§ Description of the task
From the first line to the last, output the entries exactly.

[[ Given records open ]]

PR #2142, opened 2016-09-19
popups: move user control prologue and options to own popup

un1versal:
This separates the channel popup prologue at
https://github.com/kvirc/KVIrc/blob/master/data/defscript/popups.kvs#L1614-L1661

[[ Given records closed ]]

§ Task answer
PR #2142, opened 2016-09-19
popups: move user control prologue and options to own popup

un1versal:
This separates the channel popup prologue at
https://github.com/kvirc/KVIrc/blob/master/data/defscript/popups.kvs#L1614-L1661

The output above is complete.